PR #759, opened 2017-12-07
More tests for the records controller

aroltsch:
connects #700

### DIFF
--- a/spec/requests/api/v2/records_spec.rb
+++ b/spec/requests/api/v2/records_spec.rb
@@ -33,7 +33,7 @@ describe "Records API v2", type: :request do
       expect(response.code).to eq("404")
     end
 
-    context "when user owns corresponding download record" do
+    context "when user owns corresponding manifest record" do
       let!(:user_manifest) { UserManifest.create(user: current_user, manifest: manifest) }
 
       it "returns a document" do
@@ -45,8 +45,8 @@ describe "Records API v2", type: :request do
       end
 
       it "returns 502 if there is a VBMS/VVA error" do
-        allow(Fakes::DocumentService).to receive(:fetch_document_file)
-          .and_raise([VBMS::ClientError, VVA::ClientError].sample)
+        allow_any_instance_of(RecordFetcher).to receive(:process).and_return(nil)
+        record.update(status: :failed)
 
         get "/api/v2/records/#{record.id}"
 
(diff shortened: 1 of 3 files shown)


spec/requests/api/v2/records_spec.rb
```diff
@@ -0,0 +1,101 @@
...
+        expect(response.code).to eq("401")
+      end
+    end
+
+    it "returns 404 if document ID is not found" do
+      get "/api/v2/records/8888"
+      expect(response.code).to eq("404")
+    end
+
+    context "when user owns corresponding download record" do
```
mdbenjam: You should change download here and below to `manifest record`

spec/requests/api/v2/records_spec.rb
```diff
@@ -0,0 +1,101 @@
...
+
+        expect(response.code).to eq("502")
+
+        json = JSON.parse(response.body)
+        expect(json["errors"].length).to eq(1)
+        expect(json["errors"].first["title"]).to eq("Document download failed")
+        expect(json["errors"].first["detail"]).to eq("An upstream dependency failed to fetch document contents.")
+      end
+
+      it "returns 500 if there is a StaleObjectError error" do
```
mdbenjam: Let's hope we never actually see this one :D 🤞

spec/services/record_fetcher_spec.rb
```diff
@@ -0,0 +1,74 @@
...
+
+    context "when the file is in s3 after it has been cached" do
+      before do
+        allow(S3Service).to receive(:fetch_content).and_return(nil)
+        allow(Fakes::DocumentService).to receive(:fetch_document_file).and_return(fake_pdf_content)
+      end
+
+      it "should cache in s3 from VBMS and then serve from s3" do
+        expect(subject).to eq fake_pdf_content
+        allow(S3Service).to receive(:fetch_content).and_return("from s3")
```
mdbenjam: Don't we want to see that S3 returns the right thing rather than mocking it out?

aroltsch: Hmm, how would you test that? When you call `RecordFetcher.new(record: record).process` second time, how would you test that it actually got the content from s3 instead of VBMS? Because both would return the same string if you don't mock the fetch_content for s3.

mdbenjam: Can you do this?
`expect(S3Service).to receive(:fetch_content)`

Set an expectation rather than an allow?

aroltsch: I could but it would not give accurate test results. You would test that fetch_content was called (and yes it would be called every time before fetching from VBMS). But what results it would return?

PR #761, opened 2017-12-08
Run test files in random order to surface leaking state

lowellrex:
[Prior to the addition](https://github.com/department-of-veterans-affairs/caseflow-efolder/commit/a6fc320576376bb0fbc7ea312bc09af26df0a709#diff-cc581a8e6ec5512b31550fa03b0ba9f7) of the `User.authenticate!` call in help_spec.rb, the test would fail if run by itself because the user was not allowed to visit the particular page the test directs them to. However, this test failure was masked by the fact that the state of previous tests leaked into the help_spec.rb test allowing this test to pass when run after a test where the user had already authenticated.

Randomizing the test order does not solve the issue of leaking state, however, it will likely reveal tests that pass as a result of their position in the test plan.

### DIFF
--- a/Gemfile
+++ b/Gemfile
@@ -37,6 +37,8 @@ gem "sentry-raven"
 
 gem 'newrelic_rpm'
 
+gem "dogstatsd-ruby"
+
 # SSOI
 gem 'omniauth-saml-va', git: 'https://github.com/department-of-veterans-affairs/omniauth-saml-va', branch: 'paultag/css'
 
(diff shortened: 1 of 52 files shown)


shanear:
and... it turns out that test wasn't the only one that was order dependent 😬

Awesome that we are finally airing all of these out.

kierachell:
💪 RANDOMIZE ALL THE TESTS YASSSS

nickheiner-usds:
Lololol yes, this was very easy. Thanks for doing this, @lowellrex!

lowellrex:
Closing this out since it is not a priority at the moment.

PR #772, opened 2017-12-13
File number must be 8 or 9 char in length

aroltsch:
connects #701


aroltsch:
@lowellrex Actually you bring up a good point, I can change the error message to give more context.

== Aim of the exercise ==
The whole of the data is to be returned with every line intact.

== Reply ==
PR #759, opened 2017-12-07
More tests for the records controller

aroltsch:
connects #700

### DIFF
--- a/spec/requests/api/v2/records_spec.rb
+++ b/spec/requests/api/v2/records_spec.rb
@@ -33,7 +33,7 @@ describe "Records API v2", type: :request do
       expect(response.code).to eq("404")
     end
 
-    context "when user owns corresponding download record" do
+    context "when user owns corresponding manifest record" do
       let!(:user_manifest) { UserManifest.create(user: current_user, manifest: manifest) }
 
       it "returns a document" do
@@ -45,8 +45,8 @@ describe "Records API v2", type: :request do
       end
 
       it "returns 502 if there is a VBMS/VVA error" do
-        allow(Fakes::DocumentService).to receive(:fetch_document_file)
-          .and_raise([VBMS::ClientError, VVA::ClientError].sample)
+        allow_any_instance_of(RecordFetcher).to receive(:process).and_return(nil)
+        record.update(status: :failed)
 
         get "/api/v2/records/#{record.id}"
 
(diff shortened: 1 of 3 files shown)


spec/requests/api/v2/records_spec.rb
```diff
@@ -0,0 +1,101 @@
...
+        expect(response.code).to eq("401")
+      end
+    end
+
+    it "returns 404 if document ID is not found" do
+      get "/api/v2/records/8888"
+      expect(response.code).to eq("404")
+    end
+
+    context "when user owns corresponding download record" do
```
mdbenjam: You should change download here and below to `manifest record`

spec/requests/api/v2/records_spec.rb
```diff
@@ -0,0 +1,101 @@
...
+
+        expect(response.code).to eq("502")
+
+        json = JSON.parse(response.body)
+        expect(json["errors"].length).to eq(1)
+        expect(json["errors"].first["title"]).to eq("Document download failed")
+        expect(json["errors"].first["detail"]).to eq("An upstream dependency failed to fetch document contents.")
+      end
+
+      it "returns 500 if there is a StaleObjectError error" do
```
mdbenjam: Let's hope we never actually see this one :D 🤞

spec/services/record_fetcher_spec.rb
```diff
@@ -0,0 +1,74 @@
...
+
+    context "when the file is in s3 after it has been cached" do
+      before do
+        allow(S3Service).to receive(:fetch_content).and_return(nil)
+        allow(Fakes::DocumentService).to receive(:fetch_document_file).and_return(fake_pdf_content)
+      end
+
+      it "should cache in s3 from VBMS and then serve from s3" do
+        expect(subject).to eq fake_pdf_content
+        allow(S3Service).to receive(:fetch_content).and_return("from s3")
```
mdbenjam: Don't we want to see that S3 returns the right thing rather than mocking it out?

aroltsch: Hmm, how would you test that? When you call `RecordFetcher.new(record: record).process` second time, how would you test that it actually got the content from s3 instead of VBMS? Because both would return the same string if you don't mock the fetch_content for s3.

mdbenjam: Can you do this?
`expect(S3Service).to receive(:fetch_content)`

Set an expectation rather than an allow?

aroltsch: I could but it would not give accurate test results. You would test that fetch_content was called (and yes it would be called every time before fetching from VBMS). But what results it would return?

PR #761, opened 2017-12-08
Run test files in random order to surface leaking state

lowellrex:
[Prior to the addition](https://github.com/department-of-veterans-affairs/caseflow-efolder/commit/a6fc320576376bb0fbc7ea312bc09af26df0a709#diff-cc581a8e6ec5512b31550fa03b0ba9f7) of the `User.authenticate!` call in help_spec.rb, the test would fail if run by itself because the user was not allowed to visit the particular page the test directs them to. However, this test failure was masked by the fact that the state of previous tests leaked into the help_spec.rb test allowing this test to pass when run after a test where the user had already authenticated.

Randomizing the test order does not solve the issue of leaking state, however, it will likely reveal tests that pass as a result of their position in the test plan.

### DIFF
--- a/Gemfile
+++ b/Gemfile
@@ -37,6 +37,8 @@ gem "sentry-raven"
 
 gem 'newrelic_rpm'
 
+gem "dogstatsd-ruby"
+
 # SSOI
 gem 'omniauth-saml-va', git: 'https://github.com/department-of-veterans-affairs/omniauth-saml-va', branch: 'paultag/css'
 
(diff shortened: 1 of 52 files shown)


shanear:
and... it turns out that test wasn't the only one that was order dependent 😬

Awesome that we are finally airing all of these out.

kierachell:
💪 RANDOMIZE ALL THE TESTS YASSSS

nickheiner-usds:
Lololol yes, this was very easy. Thanks for doing this, @lowellrex!

lowellrex:
Closing this out since it is not a priority at the moment.

PR #772, opened 2017-12-13
File number must be 8 or 9 char in length

aroltsch:
connects #701


aroltsch:
@lowellrex Actually you bring up a good point, I can change the error message to give more context.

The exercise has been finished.